### Available data
PR #26, opened 2023-05-23
Add Motor Service

clintpurser:
This PR adds the server side for Motor.

I will add testing in a follow up PR.


lib/src/components/motor/service.dart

### What you have to do
Print the material in full. Keep it exactly as it is.

### Your response
PR #26, opened 2023-05-23
Add Motor Service

clintpurser:
This PR adds the server side for Motor.

I will add testing in a follow up PR.


lib/src/components/motor/service.dart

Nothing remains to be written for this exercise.